All of the records should come back exactly as written.

****************

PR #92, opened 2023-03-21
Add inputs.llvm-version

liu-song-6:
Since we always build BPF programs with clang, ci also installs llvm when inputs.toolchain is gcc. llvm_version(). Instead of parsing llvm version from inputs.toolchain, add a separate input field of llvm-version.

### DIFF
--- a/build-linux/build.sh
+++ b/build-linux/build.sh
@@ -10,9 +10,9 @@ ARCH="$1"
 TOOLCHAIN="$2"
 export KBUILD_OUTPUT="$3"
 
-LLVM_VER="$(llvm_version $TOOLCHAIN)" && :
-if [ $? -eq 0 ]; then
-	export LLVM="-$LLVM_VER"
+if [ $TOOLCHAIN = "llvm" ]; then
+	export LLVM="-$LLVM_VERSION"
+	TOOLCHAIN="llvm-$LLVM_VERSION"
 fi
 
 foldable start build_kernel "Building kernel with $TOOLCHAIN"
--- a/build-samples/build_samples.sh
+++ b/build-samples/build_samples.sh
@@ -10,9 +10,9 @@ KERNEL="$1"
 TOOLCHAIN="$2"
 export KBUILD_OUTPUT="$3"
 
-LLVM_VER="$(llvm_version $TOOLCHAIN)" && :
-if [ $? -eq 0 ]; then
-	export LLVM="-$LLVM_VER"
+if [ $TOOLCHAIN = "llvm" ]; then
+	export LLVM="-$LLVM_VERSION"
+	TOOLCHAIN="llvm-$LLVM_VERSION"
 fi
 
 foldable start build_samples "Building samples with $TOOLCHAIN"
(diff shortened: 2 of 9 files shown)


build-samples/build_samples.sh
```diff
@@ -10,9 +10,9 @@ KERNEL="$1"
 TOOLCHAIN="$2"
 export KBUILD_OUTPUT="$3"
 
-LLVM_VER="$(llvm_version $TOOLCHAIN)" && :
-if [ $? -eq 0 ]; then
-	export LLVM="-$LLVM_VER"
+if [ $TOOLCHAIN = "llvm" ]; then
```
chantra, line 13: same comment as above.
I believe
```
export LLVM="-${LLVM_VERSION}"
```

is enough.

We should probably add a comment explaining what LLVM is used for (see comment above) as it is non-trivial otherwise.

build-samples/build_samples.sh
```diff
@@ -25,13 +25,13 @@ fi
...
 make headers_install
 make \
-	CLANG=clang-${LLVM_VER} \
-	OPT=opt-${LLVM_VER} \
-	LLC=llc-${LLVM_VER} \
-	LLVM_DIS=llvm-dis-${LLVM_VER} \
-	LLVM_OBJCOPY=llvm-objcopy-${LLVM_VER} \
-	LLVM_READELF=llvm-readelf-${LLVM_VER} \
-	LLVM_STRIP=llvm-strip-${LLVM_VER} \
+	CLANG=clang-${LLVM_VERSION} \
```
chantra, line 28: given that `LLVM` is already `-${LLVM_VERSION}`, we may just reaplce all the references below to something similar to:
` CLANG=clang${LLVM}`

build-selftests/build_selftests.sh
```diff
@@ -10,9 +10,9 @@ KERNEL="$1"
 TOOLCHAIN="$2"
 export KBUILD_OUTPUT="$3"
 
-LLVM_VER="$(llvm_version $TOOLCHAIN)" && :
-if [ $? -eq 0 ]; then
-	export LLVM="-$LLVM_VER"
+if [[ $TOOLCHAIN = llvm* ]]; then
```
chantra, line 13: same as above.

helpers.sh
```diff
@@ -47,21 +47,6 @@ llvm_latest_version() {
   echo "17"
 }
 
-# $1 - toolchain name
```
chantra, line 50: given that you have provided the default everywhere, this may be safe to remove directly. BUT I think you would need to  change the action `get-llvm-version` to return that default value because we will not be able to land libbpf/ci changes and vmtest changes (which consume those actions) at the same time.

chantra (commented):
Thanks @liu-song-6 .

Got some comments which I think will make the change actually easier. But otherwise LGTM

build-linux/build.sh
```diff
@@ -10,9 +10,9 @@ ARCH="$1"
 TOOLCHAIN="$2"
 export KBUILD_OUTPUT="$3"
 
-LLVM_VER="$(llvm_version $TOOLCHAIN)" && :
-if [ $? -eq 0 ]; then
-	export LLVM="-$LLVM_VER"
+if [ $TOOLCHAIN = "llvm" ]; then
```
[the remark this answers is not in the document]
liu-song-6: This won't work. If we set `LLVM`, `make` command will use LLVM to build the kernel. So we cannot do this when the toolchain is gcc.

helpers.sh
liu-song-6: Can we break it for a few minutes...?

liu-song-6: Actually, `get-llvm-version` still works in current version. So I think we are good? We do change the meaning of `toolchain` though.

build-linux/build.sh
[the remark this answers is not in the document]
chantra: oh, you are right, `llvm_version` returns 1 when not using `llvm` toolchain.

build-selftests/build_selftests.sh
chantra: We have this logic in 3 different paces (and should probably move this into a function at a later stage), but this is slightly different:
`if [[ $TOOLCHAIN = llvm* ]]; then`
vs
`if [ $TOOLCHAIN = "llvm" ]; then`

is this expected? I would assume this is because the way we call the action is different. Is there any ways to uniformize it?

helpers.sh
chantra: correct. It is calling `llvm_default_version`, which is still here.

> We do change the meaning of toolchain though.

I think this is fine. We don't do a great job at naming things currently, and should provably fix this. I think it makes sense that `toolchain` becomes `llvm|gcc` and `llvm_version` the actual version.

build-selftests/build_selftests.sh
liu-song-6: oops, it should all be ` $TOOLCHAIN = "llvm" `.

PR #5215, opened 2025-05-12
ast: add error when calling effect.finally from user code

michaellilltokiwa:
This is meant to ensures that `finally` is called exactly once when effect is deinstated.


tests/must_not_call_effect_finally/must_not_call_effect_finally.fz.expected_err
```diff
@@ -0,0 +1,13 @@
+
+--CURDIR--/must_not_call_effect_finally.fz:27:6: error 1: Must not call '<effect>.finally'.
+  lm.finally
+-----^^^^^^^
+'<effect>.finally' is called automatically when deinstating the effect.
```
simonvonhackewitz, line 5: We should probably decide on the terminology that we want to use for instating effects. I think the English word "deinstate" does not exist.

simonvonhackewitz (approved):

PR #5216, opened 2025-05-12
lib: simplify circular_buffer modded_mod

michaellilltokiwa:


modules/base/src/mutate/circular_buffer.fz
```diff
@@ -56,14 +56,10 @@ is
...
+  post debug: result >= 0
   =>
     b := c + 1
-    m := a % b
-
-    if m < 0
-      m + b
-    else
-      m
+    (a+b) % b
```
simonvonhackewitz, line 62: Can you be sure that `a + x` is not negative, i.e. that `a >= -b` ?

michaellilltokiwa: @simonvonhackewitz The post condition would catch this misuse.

****************

### [ANSWER SECTION]
PR #92, opened 2023-03-21
Add inputs.llvm-version

liu-song-6:
Since we always build BPF programs with clang, ci also installs llvm when inputs.toolchain is gcc. llvm_version(). Instead of parsing llvm version from inputs.toolchain, add a separate input field of llvm-version.

### DIFF
--- a/build-linux/build.sh
+++ b/build-linux/build.sh
@@ -10,9 +10,9 @@ ARCH="$1"
 TOOLCHAIN="$2"
 export KBUILD_OUTPUT="$3"
 
-LLVM_VER="$(llvm_version $TOOLCHAIN)" && :
-if [ $? -eq 0 ]; then
-	export LLVM="-$LLVM_VER"
+if [ $TOOLCHAIN = "llvm" ]; then
+	export LLVM="-$LLVM_VERSION"
+	TOOLCHAIN="llvm-$LLVM_VERSION"
 fi
 
 foldable start build_kernel "Building kernel with $TOOLCHAIN"
--- a/build-samples/build_samples.sh
+++ b/build-samples/build_samples.sh
@@ -10,9 +10,9 @@ KERNEL="$1"
 TOOLCHAIN="$2"
 export KBUILD_OUTPUT="$3"
 
-LLVM_VER="$(llvm_version $TOOLCHAIN)" && :
-if [ $? -eq 0 ]; then
-	export LLVM="-$LLVM_VER"
+if [ $TOOLCHAIN = "llvm" ]; then
+	export LLVM="-$LLVM_VERSION"
+	TOOLCHAIN="llvm-$LLVM_VERSION"
 fi
 
 foldable start build_samples "Building samples with $TOOLCHAIN"
(diff shortened: 2 of 9 files shown)


build-samples/build_samples.sh
```diff
@@ -10,9 +10,9 @@ KERNEL="$1"
 TOOLCHAIN="$2"
 export KBUILD_OUTPUT="$3"
 
-LLVM_VER="$(llvm_version $TOOLCHAIN)" && :
-if [ $? -eq 0 ]; then
-	export LLVM="-$LLVM_VER"
+if [ $TOOLCHAIN = "llvm" ]; then
```
chantra, line 13: same comment as above.
I believe
```
export LLVM="-${LLVM_VERSION}"
```

is enough.

We should probably add a comment explaining what LLVM is used for (see comment above) as it is non-trivial otherwise.

build-samples/build_samples.sh
```diff
@@ -25,13 +25,13 @@ fi
...
 make headers_install
 make \
-	CLANG=clang-${LLVM_VER} \
-	OPT=opt-${LLVM_VER} \
-	LLC=llc-${LLVM_VER} \
-	LLVM_DIS=llvm-dis-${LLVM_VER} \
-	LLVM_OBJCOPY=llvm-objcopy-${LLVM_VER} \
-	LLVM_READELF=llvm-readelf-${LLVM_VER} \
-	LLVM_STRIP=llvm-strip-${LLVM_VER} \
+	CLANG=clang-${LLVM_VERSION} \
```
chantra, line 28: given that `LLVM` is already `-${LLVM_VERSION}`, we may just reaplce all the references below to something similar to:
` CLANG=clang${LLVM}`

build-selftests/build_selftests.sh
```diff
@@ -10,9 +10,9 @@ KERNEL="$1"
 TOOLCHAIN="$2"
 export KBUILD_OUTPUT="$3"
 
-LLVM_VER="$(llvm_version $TOOLCHAIN)" && :
-if [ $? -eq 0 ]; then
-	export LLVM="-$LLVM_VER"
+if [[ $TOOLCHAIN = llvm* ]]; then
```
chantra, line 13: same as above.

helpers.sh
```diff
@@ -47,21 +47,6 @@ llvm_latest_version() {
   echo "17"
 }
 
-# $1 - toolchain name
```
chantra, line 50: given that you have provided the default everywhere, this may be safe to remove directly. BUT I think you would need to  change the action `get-llvm-version` to return that default value because we will not be able to land libbpf/ci changes and vmtest changes (which consume those actions) at the same time.

chantra (commented):
Thanks @liu-song-6 .

Got some comments which I think will make the change actually easier. But otherwise LGTM

build-linux/build.sh
```diff
@@ -10,9 +10,9 @@ ARCH="$1"
 TOOLCHAIN="$2"
 export KBUILD_OUTPUT="$3"
 
-LLVM_VER="$(llvm_version $TOOLCHAIN)" && :
-if [ $? -eq 0 ]; then
-	export LLVM="-$LLVM_VER"
+if [ $TOOLCHAIN = "llvm" ]; then
```
[the remark this answers is not in the document]
liu-song-6: This won't work. If we set `LLVM`, `make` command will use LLVM to build the kernel. So we cannot do this when the toolchain is gcc.

helpers.sh
liu-song-6: Can we break it for a few minutes...?

liu-song-6: Actually, `get-llvm-version` still works in current version. So I think we are good? We do change the meaning of `toolchain` though.

build-linux/build.sh
[the remark this answers is not in the document]
chantra: oh, you are right, `llvm_version` returns 1 when not using `llvm` toolchain.

build-selftests/build_selftests.sh
chantra: We have this logic in 3 different paces (and should probably move this into a function at a later stage), but this is slightly different:
`if [[ $TOOLCHAIN = llvm* ]]; then`
vs
`if [ $TOOLCHAIN = "llvm" ]; then`

is this expected? I would assume this is because the way we call the action is different. Is there any ways to uniformize it?

helpers.sh
chantra: correct. It is calling `llvm_default_version`, which is still here.

> We do change the meaning of toolchain though.

I think this is fine. We don't do a great job at naming things currently, and should provably fix this. I think it makes sense that `toolchain` becomes `llvm|gcc` and `llvm_version` the actual version.

build-selftests/build_selftests.sh
liu-song-6: oops, it should all be ` $TOOLCHAIN = "llvm" `.

PR #5215, opened 2025-05-12
ast: add error when calling effect.finally from user code

michaellilltokiwa:
This is meant to ensures that `finally` is called exactly once when effect is deinstated.


tests/must_not_call_effect_finally/must_not_call_effect_finally.fz.expected_err
```diff
@@ -0,0 +1,13 @@
+
+--CURDIR--/must_not_call_effect_finally.fz:27:6: error 1: Must not call '<effect>.finally'.
+  lm.finally
+-----^^^^^^^
+'<effect>.finally' is called automatically when deinstating the effect.
```
simonvonhackewitz, line 5: We should probably decide on the terminology that we want to use for instating effects. I think the English word "deinstate" does not exist.

simonvonhackewitz (approved):

PR #5216, opened 2025-05-12
lib: simplify circular_buffer modded_mod

michaellilltokiwa:


modules/base/src/mutate/circular_buffer.fz
```diff
@@ -56,14 +56,10 @@ is
...
+  post debug: result >= 0
   =>
     b := c + 1
-    m := a % b
-
-    if m < 0
-      m + b
-    else
-      m
+    (a+b) % b
```
simonvonhackewitz, line 62: Can you be sure that `a + x` is not negative, i.e. that `a >= -b` ?

michaellilltokiwa: @simonvonhackewitz The post condition would catch this misuse.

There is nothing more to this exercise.